Amerikan Başkanı, Hawaii’de beyaz bir atletle sokaklarda dondurma yiyor, tenis şampiyonaları düzenleniyor, kış sporları yapılıyor, zor bir dönemden geçilmesine rağmen huzurlu bir görüntü var.

Öbür yanda ise savaş resimleri, açlık, yoksulluk, çatışma, kan.

Tek bir gezegenin içinde iki ayrı dünya ne kadar birlikte var olabilir?

Birinden biri, en sonunda diğerine benzeyecek?

Önemli soru şu, hangisi hangisine benzeyecek?

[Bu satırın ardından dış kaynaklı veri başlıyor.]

PR #60, opened 2022-06-03
Firebase Cloud logging

wizhaaa:
### Summary 

This PR implements firebase cloud functions logging using firebase's logger SDK.  

See: [https://firebase.google.com/docs/functions/writing-and-viewing-logs](url)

Yirmi ya da elli yıl sonra Afganistan Amerika gibi mi olacak yoksa Amerika Afganistan gibi mi?

Biz dünyanın hangisine benzemesini istiyoruz?

Elbette, “Doğu bu kadar yoksul kaldığı için Batı bu kadar zengin olabildi” diyebilirsiniz.

Ama bu teşhis, neticeyi değiştirmiyor.

Batılılar barış içinde yaşıyor, Doğulular savaş içinde.

Üstelik Doğu’daki yoksulluk ve sefalet sadece çaresizlikten kaynaklanmıyor, geniş petrol yatakları üstünde yaşayan Ortadoğu, dünyanın en zengin ve en gelişmiş bölgesi olabilirdi elindeki kaynaklarla.

Ama olamıyor.

Niye?

İran’da, Suudi Arabistan’da, Libya’da neden diktatörlükler var?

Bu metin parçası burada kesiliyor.